■ EXERCISE DESCRIPTION ■
The answer must consist of every line from the entries that holds the word "lookup".
____ WORKING DATA
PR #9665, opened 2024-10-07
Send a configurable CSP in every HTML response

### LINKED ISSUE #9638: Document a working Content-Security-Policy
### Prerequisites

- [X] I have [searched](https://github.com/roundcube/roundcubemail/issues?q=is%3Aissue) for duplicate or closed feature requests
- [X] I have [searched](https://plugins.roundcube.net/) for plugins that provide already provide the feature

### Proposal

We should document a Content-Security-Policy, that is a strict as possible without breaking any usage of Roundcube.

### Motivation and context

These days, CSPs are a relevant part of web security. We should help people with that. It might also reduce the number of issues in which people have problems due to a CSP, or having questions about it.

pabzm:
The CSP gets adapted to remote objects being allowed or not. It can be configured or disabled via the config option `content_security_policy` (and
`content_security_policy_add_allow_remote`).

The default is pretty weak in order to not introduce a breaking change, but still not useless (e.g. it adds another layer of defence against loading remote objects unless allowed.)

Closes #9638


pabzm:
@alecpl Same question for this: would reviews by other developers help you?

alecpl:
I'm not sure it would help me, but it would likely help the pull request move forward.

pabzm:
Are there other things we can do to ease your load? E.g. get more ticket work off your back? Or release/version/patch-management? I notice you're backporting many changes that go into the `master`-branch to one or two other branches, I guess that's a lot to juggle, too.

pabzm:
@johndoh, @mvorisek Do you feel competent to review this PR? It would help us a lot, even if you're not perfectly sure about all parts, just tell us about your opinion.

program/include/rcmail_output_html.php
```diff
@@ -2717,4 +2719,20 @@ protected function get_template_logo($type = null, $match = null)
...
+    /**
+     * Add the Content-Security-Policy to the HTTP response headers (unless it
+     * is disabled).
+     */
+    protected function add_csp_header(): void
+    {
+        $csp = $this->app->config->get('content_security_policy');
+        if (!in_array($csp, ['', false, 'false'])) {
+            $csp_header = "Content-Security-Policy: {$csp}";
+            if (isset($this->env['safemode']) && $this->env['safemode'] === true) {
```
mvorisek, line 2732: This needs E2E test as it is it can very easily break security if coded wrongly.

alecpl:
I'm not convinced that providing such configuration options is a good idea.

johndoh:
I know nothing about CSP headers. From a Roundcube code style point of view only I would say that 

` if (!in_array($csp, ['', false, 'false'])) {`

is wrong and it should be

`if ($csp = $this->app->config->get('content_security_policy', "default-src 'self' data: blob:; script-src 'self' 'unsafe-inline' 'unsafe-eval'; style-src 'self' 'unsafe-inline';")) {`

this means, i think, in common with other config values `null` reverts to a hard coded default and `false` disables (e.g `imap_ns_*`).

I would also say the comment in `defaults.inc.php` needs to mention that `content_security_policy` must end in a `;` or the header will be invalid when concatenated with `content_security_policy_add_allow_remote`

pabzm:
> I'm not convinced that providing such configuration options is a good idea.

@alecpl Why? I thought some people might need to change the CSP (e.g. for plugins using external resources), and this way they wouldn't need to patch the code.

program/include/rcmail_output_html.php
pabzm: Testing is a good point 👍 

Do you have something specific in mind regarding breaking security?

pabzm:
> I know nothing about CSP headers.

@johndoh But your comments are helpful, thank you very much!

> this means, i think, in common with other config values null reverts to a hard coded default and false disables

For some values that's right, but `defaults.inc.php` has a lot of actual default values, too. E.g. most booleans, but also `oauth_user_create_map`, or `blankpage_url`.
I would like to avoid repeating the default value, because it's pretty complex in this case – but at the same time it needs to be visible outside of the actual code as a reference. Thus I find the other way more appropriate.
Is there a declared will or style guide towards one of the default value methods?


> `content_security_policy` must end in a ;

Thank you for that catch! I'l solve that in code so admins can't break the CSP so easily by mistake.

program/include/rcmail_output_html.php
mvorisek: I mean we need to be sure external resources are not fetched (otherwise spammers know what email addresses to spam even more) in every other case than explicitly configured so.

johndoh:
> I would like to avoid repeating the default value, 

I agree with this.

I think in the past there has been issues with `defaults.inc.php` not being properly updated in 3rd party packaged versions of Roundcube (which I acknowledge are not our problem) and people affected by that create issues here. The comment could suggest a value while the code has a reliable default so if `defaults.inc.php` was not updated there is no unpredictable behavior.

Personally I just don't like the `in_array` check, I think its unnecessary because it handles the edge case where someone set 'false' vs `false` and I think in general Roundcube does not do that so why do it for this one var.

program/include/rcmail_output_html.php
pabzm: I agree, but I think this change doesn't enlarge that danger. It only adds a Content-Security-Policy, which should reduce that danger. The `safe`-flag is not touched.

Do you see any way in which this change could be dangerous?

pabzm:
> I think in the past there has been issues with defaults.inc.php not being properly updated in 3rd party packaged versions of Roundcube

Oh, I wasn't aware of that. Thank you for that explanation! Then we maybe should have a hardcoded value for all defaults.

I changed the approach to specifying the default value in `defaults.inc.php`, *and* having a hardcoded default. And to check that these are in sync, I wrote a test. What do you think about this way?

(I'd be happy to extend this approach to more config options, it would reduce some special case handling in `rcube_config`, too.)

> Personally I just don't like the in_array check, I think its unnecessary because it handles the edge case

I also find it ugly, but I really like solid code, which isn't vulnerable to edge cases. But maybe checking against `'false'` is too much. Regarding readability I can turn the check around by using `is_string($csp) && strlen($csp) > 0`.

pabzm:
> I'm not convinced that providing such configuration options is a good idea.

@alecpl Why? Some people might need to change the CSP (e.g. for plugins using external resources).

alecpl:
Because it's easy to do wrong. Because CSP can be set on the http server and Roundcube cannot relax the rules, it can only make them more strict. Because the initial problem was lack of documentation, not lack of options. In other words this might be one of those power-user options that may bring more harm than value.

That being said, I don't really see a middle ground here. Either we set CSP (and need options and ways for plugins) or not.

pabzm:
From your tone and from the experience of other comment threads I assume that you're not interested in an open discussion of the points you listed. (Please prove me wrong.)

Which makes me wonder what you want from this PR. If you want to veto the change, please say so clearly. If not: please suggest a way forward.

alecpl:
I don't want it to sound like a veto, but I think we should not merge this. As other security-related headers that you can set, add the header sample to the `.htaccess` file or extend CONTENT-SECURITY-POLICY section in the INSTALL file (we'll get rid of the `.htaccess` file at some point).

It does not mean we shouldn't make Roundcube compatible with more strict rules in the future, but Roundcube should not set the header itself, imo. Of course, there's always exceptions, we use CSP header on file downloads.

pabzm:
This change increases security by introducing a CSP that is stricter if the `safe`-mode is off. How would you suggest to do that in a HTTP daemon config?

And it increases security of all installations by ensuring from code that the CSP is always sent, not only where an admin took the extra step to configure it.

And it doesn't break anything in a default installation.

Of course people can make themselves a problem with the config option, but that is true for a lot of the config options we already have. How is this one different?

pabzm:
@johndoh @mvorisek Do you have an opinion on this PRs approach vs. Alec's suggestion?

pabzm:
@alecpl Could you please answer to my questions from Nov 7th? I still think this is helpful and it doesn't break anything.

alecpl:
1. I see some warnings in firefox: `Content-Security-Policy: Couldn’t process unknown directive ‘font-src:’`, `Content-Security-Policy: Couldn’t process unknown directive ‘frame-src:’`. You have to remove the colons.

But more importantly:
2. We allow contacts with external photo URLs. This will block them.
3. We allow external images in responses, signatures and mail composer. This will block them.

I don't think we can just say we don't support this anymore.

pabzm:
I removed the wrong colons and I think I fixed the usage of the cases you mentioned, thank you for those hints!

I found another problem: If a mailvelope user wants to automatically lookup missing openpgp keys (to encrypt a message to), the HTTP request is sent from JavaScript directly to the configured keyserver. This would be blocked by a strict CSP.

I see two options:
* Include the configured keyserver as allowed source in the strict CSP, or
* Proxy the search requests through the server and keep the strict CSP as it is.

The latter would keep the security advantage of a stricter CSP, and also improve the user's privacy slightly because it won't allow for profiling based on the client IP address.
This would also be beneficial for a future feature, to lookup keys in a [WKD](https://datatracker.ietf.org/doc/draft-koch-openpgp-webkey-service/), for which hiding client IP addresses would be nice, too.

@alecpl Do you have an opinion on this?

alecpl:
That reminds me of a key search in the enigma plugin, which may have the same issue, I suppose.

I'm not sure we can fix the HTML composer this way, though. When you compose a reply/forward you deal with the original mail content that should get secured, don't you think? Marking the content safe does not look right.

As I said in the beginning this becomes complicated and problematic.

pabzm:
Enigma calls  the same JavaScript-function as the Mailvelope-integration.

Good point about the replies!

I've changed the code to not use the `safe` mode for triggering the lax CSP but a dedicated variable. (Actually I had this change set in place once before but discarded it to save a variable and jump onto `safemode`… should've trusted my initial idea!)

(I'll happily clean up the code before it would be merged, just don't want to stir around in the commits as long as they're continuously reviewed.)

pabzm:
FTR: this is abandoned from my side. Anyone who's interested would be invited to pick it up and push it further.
________
____ WORKING DATA
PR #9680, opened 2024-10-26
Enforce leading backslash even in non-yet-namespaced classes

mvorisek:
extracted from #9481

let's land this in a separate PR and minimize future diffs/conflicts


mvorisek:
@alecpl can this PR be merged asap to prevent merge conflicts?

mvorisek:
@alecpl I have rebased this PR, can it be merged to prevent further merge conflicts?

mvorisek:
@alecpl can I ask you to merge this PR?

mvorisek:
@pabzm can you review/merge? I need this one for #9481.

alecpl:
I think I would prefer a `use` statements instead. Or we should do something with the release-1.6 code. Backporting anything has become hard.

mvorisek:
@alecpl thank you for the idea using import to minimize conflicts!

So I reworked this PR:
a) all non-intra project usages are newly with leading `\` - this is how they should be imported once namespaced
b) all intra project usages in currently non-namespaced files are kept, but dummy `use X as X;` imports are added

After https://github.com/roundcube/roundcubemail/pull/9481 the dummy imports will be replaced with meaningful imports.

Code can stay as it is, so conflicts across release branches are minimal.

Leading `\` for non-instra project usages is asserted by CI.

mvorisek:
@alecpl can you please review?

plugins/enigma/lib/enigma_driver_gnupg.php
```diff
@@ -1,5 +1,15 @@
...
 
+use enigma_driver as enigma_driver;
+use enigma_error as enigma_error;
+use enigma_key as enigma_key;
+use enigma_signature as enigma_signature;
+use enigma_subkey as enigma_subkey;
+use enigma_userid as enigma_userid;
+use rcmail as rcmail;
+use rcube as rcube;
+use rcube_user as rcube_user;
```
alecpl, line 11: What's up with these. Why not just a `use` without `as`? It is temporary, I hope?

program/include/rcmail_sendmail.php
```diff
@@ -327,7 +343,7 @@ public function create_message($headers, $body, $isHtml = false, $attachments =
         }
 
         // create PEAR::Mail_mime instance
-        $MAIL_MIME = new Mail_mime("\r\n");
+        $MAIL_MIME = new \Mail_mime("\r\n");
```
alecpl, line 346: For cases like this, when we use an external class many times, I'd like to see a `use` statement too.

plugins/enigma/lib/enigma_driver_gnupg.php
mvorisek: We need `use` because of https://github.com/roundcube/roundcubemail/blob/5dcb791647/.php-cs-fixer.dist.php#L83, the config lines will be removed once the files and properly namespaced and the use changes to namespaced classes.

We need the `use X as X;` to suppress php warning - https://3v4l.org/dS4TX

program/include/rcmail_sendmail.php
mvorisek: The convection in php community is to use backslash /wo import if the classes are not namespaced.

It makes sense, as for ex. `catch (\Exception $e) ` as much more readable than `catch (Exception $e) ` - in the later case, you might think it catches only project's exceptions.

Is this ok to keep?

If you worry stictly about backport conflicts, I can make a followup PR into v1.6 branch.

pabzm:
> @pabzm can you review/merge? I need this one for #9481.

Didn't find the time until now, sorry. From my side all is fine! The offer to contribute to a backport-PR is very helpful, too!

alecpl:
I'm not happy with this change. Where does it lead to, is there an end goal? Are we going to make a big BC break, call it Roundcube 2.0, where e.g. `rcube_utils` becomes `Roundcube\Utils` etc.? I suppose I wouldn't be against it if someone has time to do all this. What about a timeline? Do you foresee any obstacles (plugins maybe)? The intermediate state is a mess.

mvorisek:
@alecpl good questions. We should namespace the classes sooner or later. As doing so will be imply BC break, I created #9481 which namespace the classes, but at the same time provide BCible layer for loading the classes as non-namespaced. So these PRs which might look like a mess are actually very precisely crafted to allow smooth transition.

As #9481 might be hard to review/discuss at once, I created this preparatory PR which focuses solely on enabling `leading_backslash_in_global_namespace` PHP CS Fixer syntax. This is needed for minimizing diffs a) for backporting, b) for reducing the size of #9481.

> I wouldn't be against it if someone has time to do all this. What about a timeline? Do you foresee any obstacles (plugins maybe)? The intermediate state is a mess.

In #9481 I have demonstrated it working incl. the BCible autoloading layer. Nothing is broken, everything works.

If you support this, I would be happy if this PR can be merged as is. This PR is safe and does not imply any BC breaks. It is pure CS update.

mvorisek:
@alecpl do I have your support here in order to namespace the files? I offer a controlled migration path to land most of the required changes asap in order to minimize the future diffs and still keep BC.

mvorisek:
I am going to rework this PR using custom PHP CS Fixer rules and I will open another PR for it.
________
____ WORKING DATA
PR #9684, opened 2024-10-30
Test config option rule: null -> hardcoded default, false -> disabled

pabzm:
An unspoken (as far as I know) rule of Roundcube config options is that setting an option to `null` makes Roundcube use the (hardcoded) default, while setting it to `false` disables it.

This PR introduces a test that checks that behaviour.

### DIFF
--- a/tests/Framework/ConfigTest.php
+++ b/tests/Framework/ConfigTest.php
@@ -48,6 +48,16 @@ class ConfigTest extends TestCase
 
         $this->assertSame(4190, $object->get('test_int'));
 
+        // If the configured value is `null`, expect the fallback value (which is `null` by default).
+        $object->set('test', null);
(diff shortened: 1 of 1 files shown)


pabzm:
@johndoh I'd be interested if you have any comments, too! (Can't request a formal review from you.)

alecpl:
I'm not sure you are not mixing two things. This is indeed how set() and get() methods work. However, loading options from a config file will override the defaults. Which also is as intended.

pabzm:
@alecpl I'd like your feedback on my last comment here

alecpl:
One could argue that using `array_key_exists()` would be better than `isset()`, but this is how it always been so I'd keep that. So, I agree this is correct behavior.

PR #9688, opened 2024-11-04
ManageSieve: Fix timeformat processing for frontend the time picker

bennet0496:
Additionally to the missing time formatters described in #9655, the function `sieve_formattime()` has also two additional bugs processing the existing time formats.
________
■ OUTPUT ■
I found another problem: If a mailvelope user wants to automatically lookup missing openpgp keys (to encrypt a message to), the HTTP request is sent from JavaScript directly to the configured keyserver. This would be blocked by a strict CSP.
This would also be beneficial for a future feature, to lookup keys in a [WKD](https://datatracker.ietf.org/doc/draft-koch-openpgp-webkey-service/), for which hiding client IP addresses would be nice, too.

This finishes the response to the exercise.